___ Records supplied

PR #1758, opened 2021-03-23
refactor: remove SNYK_IAC_SKIP_BUNDLE_DOWNLOAD env var from code

ipapast:
#### What does this PR do?

This PR removes the use of SNYK_IAC_SKIP_BUNDLE_DOWNLOAD env var which we use to skip the download of the bundle in smoke tests. This was because tests were very explicit and we now have changed them in [PR](https://github.com/snyk/snyk/pull/1765) to be more vague.
It also refactors the unit tests which depended on that flag.

Run tests locally.

### DIFF
--- a/test/smoke/spec/iac/snyk_test_local_exec_spec.sh
+++ b/test/smoke/spec/iac/snyk_test_local_exec_spec.sh
@@ -20,7 +20,7 @@ Describe "Snyk iac test --experimental command"
       When run snyk iac test ../fixtures/iac/file-logging -d --experimental
       # We expect the output, specifically the analytics block not to include
       # the following text from the file.
-      The status should be success
+      The status should be failure  # issues found
       The output should not include "PRIVATE_FILE_CONTENT_CHECK"
       The error should not include "PRIVATE_FILE_CONTENT_CHECK"
     End
--- a/src/cli/commands/test/iac-local-execution/local-cache.ts
+++ b/src/cli/commands/test/iac-local-execution/local-cache.ts
@@ -50,15 +50,13 @@ export function getLocalCachePath(engineType: EngineType) {
 }
 
 export async function initLocalCache(): Promise<void> {
-  // temporarily use an ENV var to skip downloading of the bundles if we need to - e.g. smoke tests
-  if (!process.env.SNYK_IAC_SKIP_BUNDLE_DOWNLOAD) {
-    const preSignedUrl =
-      'https://cloud-config-policy-bundles.s3-eu-west-1.amazonaws.com/bundle.tar.gz';
+  const preSignedUrl =
+    'https://cloud-config-policy-bundles.s3-eu-west-1.amazonaws.com/bundle.tar.gz';
 
-    createIacDir();
-    const response: ReadableStream = needle.get(preSignedUrl);
-    await extractBundle(response);
-  }
+  createIacDir();
+  const response: ReadableStream = needle.get(preSignedUrl);
+  await extractBundle(response);
+
   if (!doesLocalCacheExist()) {
     throw Error(
       `Missing IaC local cache data, please validate you have: \n${REQUIRED_LOCAL_CACHE_FILES.join(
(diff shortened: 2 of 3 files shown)


test/smoke/spec/iac/snyk_test_local_exec_spec.sh
```diff
@@ -88,7 +88,7 @@ Describe "Snyk iac test --experimental command"
       The output should include "Testing sg_open_ssh.tf..."
 
       The output should include "Infrastructure as code issues:"
-      The output should include "Tested sg_open_ssh.tf for known issues, found 0 issues"
```
aron, line 91: Can we use a regexp here? Fine for the moment though.

aron (approved):
Nice, I wonder if we take it one step further and just look for lines starting with `✗ ` and exclude all policy information entirely.

rontalx:
@aron @ipapast 
I'm not so confident with the changes to the regression tests.
The whole point of migrating our old tap-tests to these was to have a similar last-line of sanity-test defence, which validates the test in various scenarios runs fully E2E with a limited fixture, and outputs an expected somewhat-deterministic result.
These tests help a LOT catching bugs along the way & during development, exactly because of them being a bit strict - even at the price of being a bit annoying some times.
I know that things have changed and now with the experimental flag these work E2E with the production WASM bundle which can yield dynamic results.
But because we don't control yet our own output mechanism, it's the only place we can gain some. minimal confidence that the expected outcome is printed.
Not saying the change is bad, it's good, but IMO it loosens up a bit some coverage which we might miss easily as we don't own the output mechanism.

ipapast:
> @aron @ipapast
> I'm not so confident with the changes to the regression tests assertions.
> The whole point of migrating our old tap-tests to these was to have a similar last-line of sanity-test defence, which validates the test in various scenarios runs fully E2E with a limited fixture, and outputs an expected somewhat-deterministic result.
> These tests help a LOT catching bugs along the way & during development, exactly because of them being a bit strict - even at the price of being a bit annoying some times.
> I know that things have changed and now with the experimental flag these work E2E with the production WASM bundle which can yield dynamic results.
> But because we don't control yet our own output mechanism, it's the only place we can gain some. minimal confidence that the expected outcome is printed.
> Not saying the change is bad, it's good, but IMO it loosens up a bit some coverage which we might miss easily as we don't own the output mechanism.

We still detect issues, just not the exact wording. The difference here is that we will often have updated data, so we can't rely on data like number of issues because we might find more for example. 

Which parts of these change do you think we should not be doing? Open to suggestions. 
From previous discussions in the team and with team hammer we were chatting about validating the main functionality in smoke tests, and strengthening our unit tests more.

aron:
> From previous discussions in the team and with team hammer we were chatting about validating the main functionality in smoke tests, and strengthening our unit tests more.

+100 

> Not saying the change is bad, it's good, but IMO it loosens up a bit some coverage which we might miss easily as we don't own the output mechanism.

@rontalx I totally agree it gave us a good safety net but it was also an abuse of these smoke tests. Jacob suggested that we could create a separate suite of tests using the shellspec suite, this seems to me a good way to achieve what you're after. As an interim fix we could:

1. Make the bundle (S3) url configurable via ENV variable
2. Copy the original version of these shellspec files with all the details into a new directory that provide a local bundle url.
3. Start a webserver and serve the fixtures bundle

But longer term we'd be better off extracting the formatter into a separate file and investing in unit tests for that part of the code which would benefit everyone.

p0tr3c:
Just note from content side of things. Any data that is retrieved from `metadata` information should be considered as dynamic. It will change from time to time. So things such as severities, descriptions, groups, resolve statements will change and should not really be breaking smoke tests. Only good assumption we can promise is that these fields will not be `null`

rontalx:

______

What needs to be done
Every record must be transcribed exactly as written.

Your solution
PR #1758, opened 2021-03-23
refactor: remove SNYK_IAC_SKIP_BUNDLE_DOWNLOAD env var from code

ipapast:
#### What does this PR do?

This PR removes the use of SNYK_IAC_SKIP_BUNDLE_DOWNLOAD env var which we use to skip the download of the bundle in smoke tests. This was because tests were very explicit and we now have changed them in [PR](https://github.com/snyk/snyk/pull/1765) to be more vague.
It also refactors the unit tests which depended on that flag.

Run tests locally.

### DIFF
--- a/test/smoke/spec/iac/snyk_test_local_exec_spec.sh
+++ b/test/smoke/spec/iac/snyk_test_local_exec_spec.sh
@@ -20,7 +20,7 @@ Describe "Snyk iac test --experimental command"
       When run snyk iac test ../fixtures/iac/file-logging -d --experimental
       # We expect the output, specifically the analytics block not to include
       # the following text from the file.
-      The status should be success
+      The status should be failure  # issues found
       The output should not include "PRIVATE_FILE_CONTENT_CHECK"
       The error should not include "PRIVATE_FILE_CONTENT_CHECK"
     End
--- a/src/cli/commands/test/iac-local-execution/local-cache.ts
+++ b/src/cli/commands/test/iac-local-execution/local-cache.ts
@@ -50,15 +50,13 @@ export function getLocalCachePath(engineType: EngineType) {
 }
 
 export async function initLocalCache(): Promise<void> {
-  // temporarily use an ENV var to skip downloading of the bundles if we need to - e.g. smoke tests
-  if (!process.env.SNYK_IAC_SKIP_BUNDLE_DOWNLOAD) {
-    const preSignedUrl =
-      'https://cloud-config-policy-bundles.s3-eu-west-1.amazonaws.com/bundle.tar.gz';
+  const preSignedUrl =
+    'https://cloud-config-policy-bundles.s3-eu-west-1.amazonaws.com/bundle.tar.gz';
 
-    createIacDir();
-    const response: ReadableStream = needle.get(preSignedUrl);
-    await extractBundle(response);
-  }
+  createIacDir();
+  const response: ReadableStream = needle.get(preSignedUrl);
+  await extractBundle(response);
+
   if (!doesLocalCacheExist()) {
     throw Error(
       `Missing IaC local cache data, please validate you have: \n${REQUIRED_LOCAL_CACHE_FILES.join(
(diff shortened: 2 of 3 files shown)


test/smoke/spec/iac/snyk_test_local_exec_spec.sh
```diff
@@ -88,7 +88,7 @@ Describe "Snyk iac test --experimental command"
       The output should include "Testing sg_open_ssh.tf..."
 
       The output should include "Infrastructure as code issues:"
-      The output should include "Tested sg_open_ssh.tf for known issues, found 0 issues"
```
aron, line 91: Can we use a regexp here? Fine for the moment though.

aron (approved):
Nice, I wonder if we take it one step further and just look for lines starting with `✗ ` and exclude all policy information entirely.

rontalx:
@aron @ipapast 
I'm not so confident with the changes to the regression tests.
The whole point of migrating our old tap-tests to these was to have a similar last-line of sanity-test defence, which validates the test in various scenarios runs fully E2E with a limited fixture, and outputs an expected somewhat-deterministic result.
These tests help a LOT catching bugs along the way & during development, exactly because of them being a bit strict - even at the price of being a bit annoying some times.
I know that things have changed and now with the experimental flag these work E2E with the production WASM bundle which can yield dynamic results.
But because we don't control yet our own output mechanism, it's the only place we can gain some. minimal confidence that the expected outcome is printed.
Not saying the change is bad, it's good, but IMO it loosens up a bit some coverage which we might miss easily as we don't own the output mechanism.

ipapast:
> @aron @ipapast
> I'm not so confident with the changes to the regression tests assertions.
> The whole point of migrating our old tap-tests to these was to have a similar last-line of sanity-test defence, which validates the test in various scenarios runs fully E2E with a limited fixture, and outputs an expected somewhat-deterministic result.
> These tests help a LOT catching bugs along the way & during development, exactly because of them being a bit strict - even at the price of being a bit annoying some times.
> I know that things have changed and now with the experimental flag these work E2E with the production WASM bundle which can yield dynamic results.
> But because we don't control yet our own output mechanism, it's the only place we can gain some. minimal confidence that the expected outcome is printed.
> Not saying the change is bad, it's good, but IMO it loosens up a bit some coverage which we might miss easily as we don't own the output mechanism.

We still detect issues, just not the exact wording. The difference here is that we will often have updated data, so we can't rely on data like number of issues because we might find more for example. 

Which parts of these change do you think we should not be doing? Open to suggestions. 
From previous discussions in the team and with team hammer we were chatting about validating the main functionality in smoke tests, and strengthening our unit tests more.

aron:
> From previous discussions in the team and with team hammer we were chatting about validating the main functionality in smoke tests, and strengthening our unit tests more.

+100 

> Not saying the change is bad, it's good, but IMO it loosens up a bit some coverage which we might miss easily as we don't own the output mechanism.

@rontalx I totally agree it gave us a good safety net but it was also an abuse of these smoke tests. Jacob suggested that we could create a separate suite of tests using the shellspec suite, this seems to me a good way to achieve what you're after. As an interim fix we could:

1. Make the bundle (S3) url configurable via ENV variable
2. Copy the original version of these shellspec files with all the details into a new directory that provide a local bundle url.
3. Start a webserver and serve the fixtures bundle

But longer term we'd be better off extracting the formatter into a separate file and investing in unit tests for that part of the code which would benefit everyone.

p0tr3c:
Just note from content side of things. Any data that is retrieved from `metadata` information should be considered as dynamic. It will change from time to time. So things such as severities, descriptions, groups, resolve statements will change and should not really be breaking smoke tests. Only good assumption we can promise is that these fields will not be `null`

rontalx:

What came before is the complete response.